▶ [Task goal] Please find every line in the records below that contains the word "provided", and copy it.

▶ [Available data]

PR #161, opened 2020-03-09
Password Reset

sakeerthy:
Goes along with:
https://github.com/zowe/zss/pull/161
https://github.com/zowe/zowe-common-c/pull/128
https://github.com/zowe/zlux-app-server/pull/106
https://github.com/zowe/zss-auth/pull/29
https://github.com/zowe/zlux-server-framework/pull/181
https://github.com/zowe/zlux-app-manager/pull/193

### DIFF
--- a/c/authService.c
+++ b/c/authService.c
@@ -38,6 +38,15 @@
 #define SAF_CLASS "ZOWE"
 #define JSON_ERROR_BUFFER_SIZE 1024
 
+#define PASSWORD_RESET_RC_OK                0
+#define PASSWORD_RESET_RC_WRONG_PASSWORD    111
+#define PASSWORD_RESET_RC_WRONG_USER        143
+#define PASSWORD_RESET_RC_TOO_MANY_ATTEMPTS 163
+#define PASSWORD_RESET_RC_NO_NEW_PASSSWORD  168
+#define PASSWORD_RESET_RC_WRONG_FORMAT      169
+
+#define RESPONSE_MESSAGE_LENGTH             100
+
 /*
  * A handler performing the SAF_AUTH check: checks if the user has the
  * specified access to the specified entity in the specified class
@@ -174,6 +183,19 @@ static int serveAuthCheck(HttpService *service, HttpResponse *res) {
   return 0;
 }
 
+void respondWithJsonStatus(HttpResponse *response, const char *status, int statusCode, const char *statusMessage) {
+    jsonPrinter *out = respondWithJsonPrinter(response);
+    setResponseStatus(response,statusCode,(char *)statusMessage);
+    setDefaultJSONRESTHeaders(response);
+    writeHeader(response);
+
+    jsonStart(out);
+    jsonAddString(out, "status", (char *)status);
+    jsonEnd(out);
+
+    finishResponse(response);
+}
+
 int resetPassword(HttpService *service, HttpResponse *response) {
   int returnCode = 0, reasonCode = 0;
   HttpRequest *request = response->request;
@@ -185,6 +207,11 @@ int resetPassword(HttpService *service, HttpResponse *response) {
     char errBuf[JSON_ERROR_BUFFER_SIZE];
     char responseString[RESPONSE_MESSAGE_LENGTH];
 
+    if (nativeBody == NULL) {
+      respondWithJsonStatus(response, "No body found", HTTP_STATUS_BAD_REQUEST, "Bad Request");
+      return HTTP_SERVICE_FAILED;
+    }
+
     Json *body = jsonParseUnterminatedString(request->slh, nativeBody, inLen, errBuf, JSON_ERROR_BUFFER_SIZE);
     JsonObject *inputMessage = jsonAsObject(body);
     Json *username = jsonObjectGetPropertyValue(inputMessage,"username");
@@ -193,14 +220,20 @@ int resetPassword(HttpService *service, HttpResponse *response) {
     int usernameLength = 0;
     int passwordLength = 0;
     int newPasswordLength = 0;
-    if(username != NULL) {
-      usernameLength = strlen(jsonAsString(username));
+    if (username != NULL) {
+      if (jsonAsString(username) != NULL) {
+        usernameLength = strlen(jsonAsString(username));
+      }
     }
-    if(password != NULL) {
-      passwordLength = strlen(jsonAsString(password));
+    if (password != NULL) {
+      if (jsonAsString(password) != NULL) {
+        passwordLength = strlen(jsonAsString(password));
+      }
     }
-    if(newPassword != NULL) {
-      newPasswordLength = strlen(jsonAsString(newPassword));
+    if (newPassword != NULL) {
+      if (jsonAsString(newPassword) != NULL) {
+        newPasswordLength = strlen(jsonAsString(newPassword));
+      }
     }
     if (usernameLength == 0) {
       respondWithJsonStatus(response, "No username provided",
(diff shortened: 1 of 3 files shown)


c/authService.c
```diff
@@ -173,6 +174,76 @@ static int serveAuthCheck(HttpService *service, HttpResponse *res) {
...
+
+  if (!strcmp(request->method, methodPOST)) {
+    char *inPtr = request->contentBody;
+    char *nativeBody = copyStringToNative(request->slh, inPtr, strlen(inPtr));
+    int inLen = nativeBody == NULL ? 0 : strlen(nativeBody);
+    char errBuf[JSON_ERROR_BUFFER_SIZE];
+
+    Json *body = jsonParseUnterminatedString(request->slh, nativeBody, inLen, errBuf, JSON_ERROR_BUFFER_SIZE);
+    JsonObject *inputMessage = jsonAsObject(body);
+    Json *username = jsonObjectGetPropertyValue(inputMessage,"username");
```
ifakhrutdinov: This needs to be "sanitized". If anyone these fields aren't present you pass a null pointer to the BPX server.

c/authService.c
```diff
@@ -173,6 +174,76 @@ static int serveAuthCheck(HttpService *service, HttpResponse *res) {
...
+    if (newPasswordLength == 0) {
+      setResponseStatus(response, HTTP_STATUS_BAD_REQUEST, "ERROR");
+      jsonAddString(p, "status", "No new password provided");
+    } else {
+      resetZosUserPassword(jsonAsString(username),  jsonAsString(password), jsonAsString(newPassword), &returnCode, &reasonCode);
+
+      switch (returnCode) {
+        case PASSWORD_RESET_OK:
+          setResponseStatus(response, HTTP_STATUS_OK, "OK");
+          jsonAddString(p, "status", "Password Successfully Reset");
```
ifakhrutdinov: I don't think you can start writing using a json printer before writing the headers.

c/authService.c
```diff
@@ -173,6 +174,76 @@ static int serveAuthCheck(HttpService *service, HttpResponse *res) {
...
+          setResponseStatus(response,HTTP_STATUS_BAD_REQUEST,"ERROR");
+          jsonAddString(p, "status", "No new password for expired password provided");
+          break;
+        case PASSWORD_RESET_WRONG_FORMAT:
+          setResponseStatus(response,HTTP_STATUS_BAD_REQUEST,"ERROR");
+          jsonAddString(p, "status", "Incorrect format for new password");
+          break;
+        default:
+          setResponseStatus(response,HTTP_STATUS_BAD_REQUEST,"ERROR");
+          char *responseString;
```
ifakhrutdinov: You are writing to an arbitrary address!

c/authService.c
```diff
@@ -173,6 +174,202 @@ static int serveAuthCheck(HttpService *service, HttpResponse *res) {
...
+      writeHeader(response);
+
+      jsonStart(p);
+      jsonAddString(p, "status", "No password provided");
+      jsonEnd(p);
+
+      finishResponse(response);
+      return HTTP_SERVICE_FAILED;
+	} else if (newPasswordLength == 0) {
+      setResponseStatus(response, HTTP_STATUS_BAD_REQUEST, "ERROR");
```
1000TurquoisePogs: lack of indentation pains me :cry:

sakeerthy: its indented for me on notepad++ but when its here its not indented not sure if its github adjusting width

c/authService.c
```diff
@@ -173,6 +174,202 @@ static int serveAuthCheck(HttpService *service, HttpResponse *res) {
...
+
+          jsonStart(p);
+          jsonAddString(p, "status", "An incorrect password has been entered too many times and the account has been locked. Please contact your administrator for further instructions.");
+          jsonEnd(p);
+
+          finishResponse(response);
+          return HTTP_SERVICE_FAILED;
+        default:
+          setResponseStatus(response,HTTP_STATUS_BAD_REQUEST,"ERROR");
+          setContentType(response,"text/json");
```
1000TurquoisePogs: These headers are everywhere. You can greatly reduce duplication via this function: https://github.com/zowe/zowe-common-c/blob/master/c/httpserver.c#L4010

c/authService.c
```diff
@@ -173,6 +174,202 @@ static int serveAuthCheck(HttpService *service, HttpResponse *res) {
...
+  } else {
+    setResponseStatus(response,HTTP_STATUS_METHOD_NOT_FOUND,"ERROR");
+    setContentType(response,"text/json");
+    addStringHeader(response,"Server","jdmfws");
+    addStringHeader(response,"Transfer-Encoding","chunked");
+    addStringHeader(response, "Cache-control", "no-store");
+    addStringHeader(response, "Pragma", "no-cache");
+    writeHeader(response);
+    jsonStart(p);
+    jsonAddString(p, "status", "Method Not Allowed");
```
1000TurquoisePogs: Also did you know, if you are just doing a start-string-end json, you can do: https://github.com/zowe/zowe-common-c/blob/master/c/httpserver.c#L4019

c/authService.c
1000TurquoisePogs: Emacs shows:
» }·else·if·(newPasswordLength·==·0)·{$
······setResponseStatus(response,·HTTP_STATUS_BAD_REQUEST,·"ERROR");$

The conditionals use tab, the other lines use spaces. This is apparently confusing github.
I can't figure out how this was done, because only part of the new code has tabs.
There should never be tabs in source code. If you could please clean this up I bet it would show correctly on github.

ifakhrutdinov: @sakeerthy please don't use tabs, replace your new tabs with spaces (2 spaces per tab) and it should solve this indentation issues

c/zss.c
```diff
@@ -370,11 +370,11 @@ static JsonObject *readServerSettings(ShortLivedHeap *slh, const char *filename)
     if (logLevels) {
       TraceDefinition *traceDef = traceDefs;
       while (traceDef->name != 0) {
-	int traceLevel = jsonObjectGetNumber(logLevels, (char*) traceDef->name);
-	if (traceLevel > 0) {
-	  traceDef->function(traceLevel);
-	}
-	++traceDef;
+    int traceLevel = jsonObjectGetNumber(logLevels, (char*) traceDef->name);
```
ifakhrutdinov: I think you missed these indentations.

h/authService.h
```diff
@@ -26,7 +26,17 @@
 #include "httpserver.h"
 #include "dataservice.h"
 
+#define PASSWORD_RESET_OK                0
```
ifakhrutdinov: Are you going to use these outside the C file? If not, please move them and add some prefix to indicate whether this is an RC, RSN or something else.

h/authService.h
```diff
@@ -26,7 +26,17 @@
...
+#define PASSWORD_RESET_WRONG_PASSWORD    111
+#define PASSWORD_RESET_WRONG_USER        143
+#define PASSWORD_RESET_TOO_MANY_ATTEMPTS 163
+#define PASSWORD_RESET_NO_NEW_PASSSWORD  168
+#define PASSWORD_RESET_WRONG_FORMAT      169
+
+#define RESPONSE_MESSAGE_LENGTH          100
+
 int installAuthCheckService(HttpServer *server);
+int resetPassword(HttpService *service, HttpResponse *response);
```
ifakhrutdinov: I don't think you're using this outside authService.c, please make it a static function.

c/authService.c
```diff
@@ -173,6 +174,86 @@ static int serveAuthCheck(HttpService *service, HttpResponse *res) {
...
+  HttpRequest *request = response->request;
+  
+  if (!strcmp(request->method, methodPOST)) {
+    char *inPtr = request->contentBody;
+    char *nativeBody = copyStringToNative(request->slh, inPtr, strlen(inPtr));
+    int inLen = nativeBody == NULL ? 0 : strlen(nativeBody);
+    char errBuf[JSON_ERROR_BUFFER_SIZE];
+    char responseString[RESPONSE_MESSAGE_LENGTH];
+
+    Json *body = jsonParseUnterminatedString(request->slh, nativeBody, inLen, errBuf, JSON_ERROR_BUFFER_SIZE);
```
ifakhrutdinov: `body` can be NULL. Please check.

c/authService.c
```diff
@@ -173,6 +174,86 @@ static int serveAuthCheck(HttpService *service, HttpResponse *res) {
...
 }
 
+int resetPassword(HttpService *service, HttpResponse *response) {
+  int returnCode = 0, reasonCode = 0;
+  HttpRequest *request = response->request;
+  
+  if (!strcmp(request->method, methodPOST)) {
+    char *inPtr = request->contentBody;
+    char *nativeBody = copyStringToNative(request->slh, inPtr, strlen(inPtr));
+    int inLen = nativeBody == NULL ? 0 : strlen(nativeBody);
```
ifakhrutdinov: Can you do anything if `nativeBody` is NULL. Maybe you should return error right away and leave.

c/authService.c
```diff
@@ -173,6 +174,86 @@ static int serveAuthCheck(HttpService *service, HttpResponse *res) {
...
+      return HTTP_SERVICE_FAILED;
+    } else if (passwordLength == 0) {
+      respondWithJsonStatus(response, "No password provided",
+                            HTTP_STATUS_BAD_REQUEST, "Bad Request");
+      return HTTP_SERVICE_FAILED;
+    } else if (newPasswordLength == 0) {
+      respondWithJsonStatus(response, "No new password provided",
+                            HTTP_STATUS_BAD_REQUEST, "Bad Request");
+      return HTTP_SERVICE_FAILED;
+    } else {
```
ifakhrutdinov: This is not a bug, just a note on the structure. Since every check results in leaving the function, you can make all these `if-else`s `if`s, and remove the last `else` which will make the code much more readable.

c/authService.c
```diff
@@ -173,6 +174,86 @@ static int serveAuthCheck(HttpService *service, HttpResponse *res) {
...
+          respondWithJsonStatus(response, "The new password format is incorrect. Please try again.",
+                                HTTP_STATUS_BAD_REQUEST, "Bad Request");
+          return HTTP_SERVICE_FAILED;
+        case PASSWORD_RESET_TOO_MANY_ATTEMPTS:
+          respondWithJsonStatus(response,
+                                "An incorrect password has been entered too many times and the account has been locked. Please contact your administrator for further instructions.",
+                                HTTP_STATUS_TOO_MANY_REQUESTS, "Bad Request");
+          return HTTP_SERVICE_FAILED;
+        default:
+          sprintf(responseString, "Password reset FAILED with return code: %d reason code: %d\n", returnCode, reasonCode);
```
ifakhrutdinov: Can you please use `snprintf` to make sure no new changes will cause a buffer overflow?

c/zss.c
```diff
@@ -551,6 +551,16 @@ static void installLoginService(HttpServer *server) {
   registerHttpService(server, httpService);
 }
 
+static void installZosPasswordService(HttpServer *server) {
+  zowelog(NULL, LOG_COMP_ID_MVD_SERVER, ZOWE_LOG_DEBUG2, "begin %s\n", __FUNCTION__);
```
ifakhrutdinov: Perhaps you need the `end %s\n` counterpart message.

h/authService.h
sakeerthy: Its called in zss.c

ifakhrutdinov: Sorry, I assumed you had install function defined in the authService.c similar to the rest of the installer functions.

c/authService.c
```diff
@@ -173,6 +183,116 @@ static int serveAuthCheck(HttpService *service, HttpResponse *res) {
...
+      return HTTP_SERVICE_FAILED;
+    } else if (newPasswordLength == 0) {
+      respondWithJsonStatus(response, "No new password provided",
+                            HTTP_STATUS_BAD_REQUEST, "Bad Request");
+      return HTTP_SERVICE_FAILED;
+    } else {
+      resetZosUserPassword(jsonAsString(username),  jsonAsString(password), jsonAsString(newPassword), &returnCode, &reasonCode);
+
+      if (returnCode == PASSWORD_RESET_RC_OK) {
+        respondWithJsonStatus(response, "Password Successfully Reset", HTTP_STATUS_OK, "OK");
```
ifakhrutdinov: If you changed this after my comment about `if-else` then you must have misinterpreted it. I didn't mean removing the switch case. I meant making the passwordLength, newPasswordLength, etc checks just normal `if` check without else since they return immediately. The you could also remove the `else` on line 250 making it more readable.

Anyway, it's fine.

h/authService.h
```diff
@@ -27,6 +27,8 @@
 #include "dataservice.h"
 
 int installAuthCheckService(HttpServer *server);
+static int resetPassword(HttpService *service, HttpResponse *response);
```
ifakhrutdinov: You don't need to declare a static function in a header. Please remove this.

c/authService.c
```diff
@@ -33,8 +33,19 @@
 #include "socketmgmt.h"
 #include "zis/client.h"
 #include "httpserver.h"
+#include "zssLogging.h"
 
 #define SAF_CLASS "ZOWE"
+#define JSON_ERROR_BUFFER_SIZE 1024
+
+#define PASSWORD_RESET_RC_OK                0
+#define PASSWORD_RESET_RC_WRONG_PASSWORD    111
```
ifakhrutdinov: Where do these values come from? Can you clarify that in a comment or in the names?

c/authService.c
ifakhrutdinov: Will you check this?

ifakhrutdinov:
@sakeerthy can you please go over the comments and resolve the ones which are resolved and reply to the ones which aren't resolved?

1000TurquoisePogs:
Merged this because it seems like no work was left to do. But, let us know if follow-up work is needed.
* * *
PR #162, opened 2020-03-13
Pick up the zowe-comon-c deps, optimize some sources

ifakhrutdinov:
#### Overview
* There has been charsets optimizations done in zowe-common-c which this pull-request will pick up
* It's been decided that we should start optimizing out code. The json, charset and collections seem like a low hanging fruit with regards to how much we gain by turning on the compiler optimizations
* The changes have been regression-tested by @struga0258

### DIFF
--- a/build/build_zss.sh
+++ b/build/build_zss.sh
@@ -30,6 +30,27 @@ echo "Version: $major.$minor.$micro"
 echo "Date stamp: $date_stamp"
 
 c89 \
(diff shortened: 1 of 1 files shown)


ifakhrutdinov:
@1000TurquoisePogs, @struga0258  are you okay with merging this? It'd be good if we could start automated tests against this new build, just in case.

▶ [Response for this exercise]
       respondWithJsonStatus(response, "No username provided",
+      jsonAddString(p, "status", "No new password provided");
+          jsonAddString(p, "status", "No new password for expired password provided");
+      jsonAddString(p, "status", "No password provided");
+      respondWithJsonStatus(response, "No password provided",
+      respondWithJsonStatus(response, "No new password provided",
+      respondWithJsonStatus(response, "No new password provided",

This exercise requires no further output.